What to do
Reproduce word for word every line of the entries below, from the line containing "-26,30 +26,28 @@" through the final line, and nothing else.

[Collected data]
PR #2764, opened 2023-03-09
[KOA-5959] Automate Supernova docs publish

anambl:

- [ ] Component `README.md`
- [ ] Tests


scripts/check-readme-changes
```diff
@@ -0,0 +1,36 @@
+#!/usr/bin/env node
```
olliecurtis, line 1: Don't forget to add the licence header under this line :)

olliecurtis (changes requested):

examples/bpk-component-datepicker/examples.js
```diff
@@ -429,128 +429,116 @@ class MultipleInputDatepicker extends Component {
 }
 
 const DefaultExample = () => (
-  <div id="application-element">
```
anambl, line 432: This is actually unrelated to this PR, but thought I'd fix these examples quickly as due to the fact that the id is `application-element`, we cannot render datepicker on ios due to the logic [here](https://github.com/Skyscanner/backpack/blob/main/packages/bpk-scrim-utils/src/withScrim.js#L73) which adds `display: none` to the application element.

.github/workflows/main.yml
```diff
@@ -49,6 +49,21 @@ jobs:
           external_repository: backpack/storybook
           publish_branch: main
 
+  SupernovaPublish:
+    runs-on: ubuntu-latest
+    steps:
+      - uses: actions/checkout@v3
+        with:
+          fetch-depth: 2
```
anambl, line 57: this is needed in order to make the previous commit available

scripts/check-readme-changes
```diff
@@ -0,0 +1,36 @@
...
+    isChanged = true;
+    return;
+  }
+
+  isChanged = false;
+  return;
+};
+
+init().then(
+  isChanged => console.log(isChanged)
```
anambl, line 35: Github actions won't see the script output simply by returning it so we need to console log it

olliecurtis (approved):

.github/workflows/main.yml
```diff
@@ -49,6 +49,21 @@ jobs:
           external_repository: backpack/storybook
           publish_branch: main
 
+  SupernovaPublish:
```
marianeum, line 52: a few comments that are all somewhat related:
- looking at the script it just looks at the latest commit - if there's multiple commits how will that work? 
- we currently have concurrency enabled - ie previous runs will be cancelled when another push happens. 
- should this run as part of main or as part of release? otherwise we may publish things before they get released. i can see this working as part of release and _always_ publish (rather than check if any readmes were changed), rather than being on every commit to main

olliecurtis: I guess would we say that if we fix an issue with just the docs we need to publish a new release each time? 

That would be my thinking as to why we would run it on main each time and not on release as this means we would have emit a patch each time?

anambl: > looking at the script it just looks at the latest commit - if there's multiple commits how will that work?
It only runs on main so the latest commit should be a merge commit or all the commits combined into one commit so I think it should work

> we currently have concurrency enabled - ie previous runs will be cancelled when another push happens.
Again, this only runs on main so it shouldn't be a problem? 😄 unless I misunderstood your question 😅 

> should this run as part of main or as part of release? otherwise we may publish things before they get released.
I've thought about this, but I feel like there shouldn't be a long time between merging something to main and doing a release anyways. I don't have a very strong preference, but I'm thinking for example what if you only fix a README file? Or in the case of apps what if you update the screenshots? The readme will be then showing the latest screenshots, but the docs won't so there will always be a bit of an inconsistency either way?

marianeum: The release vs main is a tricky question as you both point out there's valid reasons for why we might want to run it on main - it's probably ok to cater for these cases, but we generally wait until after we publish to update docs at the moment to avoid confusion.

> latest commit should be a merge commit or all the commits combined into one commit
i don't remember if we enable all three options, but there's also the third rebase option where you'd have multiple commits. either way (and also relating to the currency issue) - i wonder if it's worthwhile doing the readme check or just publish. or maybe we just ALSO publish on releases to make sure we're definitely covered there.
the concurrency is also enabled on main - if you merge another PR this run will be stopped

anambl: I started writing this answer by saying I'm still slightly leaning towards running it on main, but by the time I finished writing all my thoughts I changed my mind 😄 

I think in the (kind of unlikely) event we only update a readme and a release is not needed, we could just simply do the publish manually from the Supernova UI.

> there's also the third rebase option

We don't have that enabled on this repo, but that's a good point. I'm actually not too sure if it's enabled on iOS/Android. But if we run this on release, it won't be a problem.

I think it makes sense to remove the readme check if we run this on release as it's likely we'd had made changes to the component that require a docs update.

anambl: We don't have an automated release on web yet (likely will be done next week or the week after). Might be worth doing this on web after that (creating a ticket and linking it to the release ticket), but we can enable it on iOS and Android now. What do you think?

marianeum: yep makes sense!

anambl:
Closing as will do this after setting up automated release

PR #2787, opened 2023-03-20
[BD-6775] Update BpkPrice previousPrice separator

Supremeyh:

- [ ] Component `README.md`
- [ ] Tests


olliecurtis (commented):
Would you be able to provide an example of this as it should already be following this correctly as seen in the following example which doesn't have a previous price: https://backpack.github.io/storybook/?path=/story/bpk-component-price--small-with-leading-and-trailing-text

Supremeyh:
> Would you be able to provide an example of this as it should already be following this correctly as seen in the following example which doesn't have a previous price: https://backpack.github.io/storybook/?path=/story/bpk-component-price--small-with-leading-and-trailing-text

Sure thing, when it has `leadingText` without `previousPrice`, no `leadingText` and `previousPrice`, or without `previousPrice`,  they should works fine both these three conditions. However, when it has `previousPrice` without `leadingText`, it would also has separator `·`. Since we may need line-through style, so i guess we may cannot use `leadingText` to replace `previousPrice`. Bellow is an example.
image

jasonhuang-sky (approved):

giriawu (approved):

packages/bpk-component-price/README.md
```diff
@@ -9,27 +9,31 @@ Check the main [Readme](https://github.com/skyscanner/backpack#usage) for a comp
...
   <BpkPrice
     size={SIZES.large}
     align={ALIGNS.left}
-    subtitle="£209"
-    title="£1,830"
-    description="a night"
+    price="£1,209"
+    previousPrice="£1,830"
+    leadingText="App only deal"
+    trailingText="a night"
```
Supremeyh, line 24: The usage in README is outdated, update it by the way.

olliecurtis (approved):

PR #2795, opened 2023-03-30
[KOA-5926]: Update BpkNavigationBar to align with Figma

olliecurtis:
PR to align with Figma, changes the default out of the box colour from being Blue to Surface Default (white). API wise this is not breaking but changes visually. However from our checking the blue is always overriden to be the Surface Default so shouldn't cause issues on the consumer side

Screenshot 2023-03-30 at 14 16 14

- [ ] Component `README.md`
- [x] Tests


arifhossain512 (approved):

frugoman (approved):
Looks good!

PR #2801, opened 2023-04-03
LOOM-631: Add forwardRef to BpkLink

runmoore:
Wrapping the component allows us to pass through a ref prop to a `<BpkLink>` component and have the ref attach to the `<a>` tag.

This allows us to expose the DOM node to the parent and is useful - for example, to allow focusing it.

Using `forwardRef` instead of creating a custom prop like `innerRef` as it gives us a predictable API instead of something custom which might change depending on the component.

- [ ] Component `README.md`
- [ ] Tests


mungodewar (approved):
LGTM, we'll need to include this in the component docs too.

olliecurtis (approved):

olliecurtis (approved):

PR #2803, opened 2023-04-04
[IRN-3778] Add BpkModalV2

ByAnthony:
# Why is the change being made?
As part of some successful experimentation we did in dBook platform, we want to introduce the Dialog Element to Backpack. This is a powerful solution for accessibility within a modal: https://developer.mozilla.org/en-US/docs/Web/HTML/Element/dialog;

- [ ] Component `README.md`
- [ ] Tests


olliecurtis (changes requested):
I would suggest rather than make a whole new component and have the version name in the import, we should just export it straight out of the bpk-component-dialog and have it just export `BpkDialogV2` this falls into similar how we have done it in the past and what we've done on our apps

PR #2808, opened 2023-04-10
[SEARCHEXP-1712] Stop propagation of events for Portal.

angel3cu:
Events used to bubble up from the portal into the parent component. Due to the way React works, events do not bubble up into the component in the DOM where the portal is rendered (i.e. render target), but instead they bubble up into the parent component in the shadow DOM, that is the component where you added the `Portal` in your React code. To avoid confusion and bugs caused by this behaviour, we have prevented mouse and keyboard events from bubbling up outside the portal.

- [x] Component `README.md`
- [x] Tests

### DIFF
--- a/packages/bpk-react-utils/README.md
+++ b/packages/bpk-react-utils/README.md
@@ -26,30 +26,28 @@ class MyComponent extends Component {
     this.state = {
       isOpen: false,
     };
-
   }
 
   onOpen = () => {
     this.setState({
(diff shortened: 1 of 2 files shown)


frugoman (dismissed):

angel3cu:
Updating the snapshots to fix the failed unit tests. 🙂

olliecurtis (approved):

Solution for this problem
@@ -26,30 +26,28 @@ class MyComponent extends Component {
     this.state = {
       isOpen: false,
     };
-
   }
 
   onOpen = () => {
     this.setState({
(diff shortened: 1 of 2 files shown)


frugoman (dismissed):

angel3cu:
Updating the snapshots to fix the failed unit tests. 🙂

olliecurtis (approved):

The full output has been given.